Home > Other > The Ridealong > Page 14
The Ridealong Page 14

by Michaelbrent Collings


  But when it still can – still does – wake when truly needed.

  I throw myself on Ray. Dad powers into him at the same time. We fight together, fight like we have practiced for this moment all our lives. Fists raining down in perfect sync. Legs kicking out like they are under joint control.

  Glenn twists. Grabs Dad's right arm. I break the hold. Punch his throat. He gags. Dad buries a hand in his gut. Glenn tries to vomit and gag at the same time. Does a little dance that would have been comical in other circumstances.

  Glenn goes down. We follow him. Pounding. Kicking. Punching.

  My teeth are bared. At his throat. I have a moment where a now-distant part of me – the part that still remembers what it was like to have family and friends and a meaning in life – wonders if I can really do this.

  The second shot goes off. I feel Dad shudder beside me.

  5

  "DAD!"

  My teeth unlock, my muscles stop their motion. I'm locked in the dream. In the conviction I have that I will never see him again. That this is all leading up to the terrible moment when family ends, when we lose each other forever.

  I feel warmth on my hands.

  I feel death come to call. Just like my dream. My nightmares.

  "DAD!" I scream it again. Then, a whisper. As though I can reel his soul back to his body with a near-silent prayer. "Please, Dad."

  "I won't. I'm okay."

  It takes a moment for the words to penetrate. To realize the shudder I felt wasn't him after all. The gunshot drove not up, but down.

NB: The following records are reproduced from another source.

PR #653, opened 2018-05-01
add embedly frontend

### LINKED ISSUE #604: render link URLs in Post view using embed.ly

aliceriot:

closes #604 

#### What's this PR do?

When viewing a Link-type post this will make a request to the Embedly API and then display the results. Here's a few examples of what that looks like:

nytimes_article
nytimes_article_mob
chihuahuapic
chihuahuapic_mob
youtube_vidv
youtube_vidvmob

You'll need an embedly API key set up to test this, and you'll need to set the `EMBEDLY_KEY` env var with it. Then, if you add a link post, you should see some sort of content get pulled out, as shown in the screenshots.

There are two small other tweaks which should be tested. From the post index (a channel or the frontpage) Link-type posts now link directly to the post detail view, not to the external resource. Also, the domain name of the external link is now put below the content, instead of up by the title, on the detail page.

### DIFF
--- a/static/js/components/Embedly.js
+++ b/static/js/components/Embedly.js
@@ -1,0 +1,55 @@
+// @flow
+import React from "react"
+
+export default class Embedly extends React.Component<*> {
+  renderEmbed() {
+    const { embedly } = this.props
+
+    // the response includes HTML which can be used to load a rich embed
+    // (either a video or the 'rich' type)
+    if (embedly.html) {
+      return (
+        <div
+          className="embed-container"
+          dangerouslySetInnerHTML={{ __html: embedly.html }}
+        />
+      )
+    }
+
+    if (embedly.type === "photo") {
+      return (
+        <div className="photo">
+          <img src={embedly.url} />
+        </div>
+      )
+    }
+
+    return (
+      <a href={embedly.url} target="_blank" className="link">
+        {embedly.thumbnail_url
+          ? <div className="thumbnail">
+            <img src={embedly.thumbnail_url} />
+          </div>
+          : null}
+        <div className="link-summary">
+          <h2>
+            {embedly.title}
+          </h2>
+          <div className="description">
+            {embedly.description}
+          </div>
+        </div>
+      </a>
+    )
+  }
+
+  render() {
+    const { embedly } = this.props
+
+    return (
+      <div className="embedly">
+        {embedly && embedly.type !== "error" ? this.renderEmbed() : null}
+      </div>
+    )
+  }
+}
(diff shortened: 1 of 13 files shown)


pdpinch:
Thanks Alice. I had a couple questions about the UX. 

> From the post index (a channel or the frontpage) Link-type posts now link directly to the post detail view, not to the external resource. 

Is it possible to handle "regular" links differently than embed.ly links? Linking directly to external resource was convenient. 

> Also, the domain name of the external link is now put below the content, instead of up by the title, on the detail page.

Was there a reason to move this?

roberthouse54:
The reason I suggested moving it is that the title of the post is not actually associated with the domain of the external link, and I thought it was a bit misleading.

static/js/components/Embedly.js
```diff
@@ -0,0 +1,55 @@
...
+
+    if (embedly.type === "photo") {
+      return (
+        <div className="photo">
+          <img src={embedly.url} />
+        </div>
+      )
+    }
+
+    return (
```
rhysyngsun: We should handle urls that Embedly considers invalid (e.g. ones it can't resolve). Any easy test case for this is a url to a local OD post.

static/js/containers/App.js
```diff
@@ -55,6 +55,9 @@ class App extends React.Component<*, void> {
       return
     }
 
+    window.actions = actions
```
rhysyngsun: Is this test code?

pdpinch:
Can you revert the "two small tweaks?" They're out of scope and we don't have agreement that they're desirable.

aliceriot:
Sure

aliceriot:
to be clear, you're referring to these changes, right?

- moving the domain name
- linking to the post detail page instead of the external link from the post index

static/js/containers/App.js
aliceriot: :woman_facepalming: yes, haha

pdpinch:
Yes, thanks:

static/js/components/Embedly.js
aliceriot: I added something so that if we get an error response back from embedly we just don't show anything. Curious if @roberthouse54 you have any ideas of what we should do in this case (that a user adds a post with a link but Embedly, for whatever reason, doesn't return any embed information for the link)

aliceriot:
@rhysyngsun this is ready for review again. It looks like the build is failing on the pip install for the python side of things, not sure what's up with that :woman_shrugging:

  Ray coughs. Blood comes out of his mouth.

  "What's... what's going on?" he says. He looks genuinely confused. "Why are you... why are you...?"

  He dies.

  Another corpse. But this is one I can't quite bring myself to care about. I care more about the blood that spatters on my hands than I do about the soul it represents.

  Then I realize we've left someone at our backs.

  Dad and I spin.

  Glenn.

  He's smiling.

  Holding a knife.

  6

  MOST MURDERS ARE COMMITTED with guns.

  Knives are too personal. Too close. If you shoot someone you don't have to feel their blood on you, don't have to look in their eyes as the life leaves them.

  But from the look on Glenn's face, I can see he wants to feel our blood. He wants to watch the lights flee our eyes.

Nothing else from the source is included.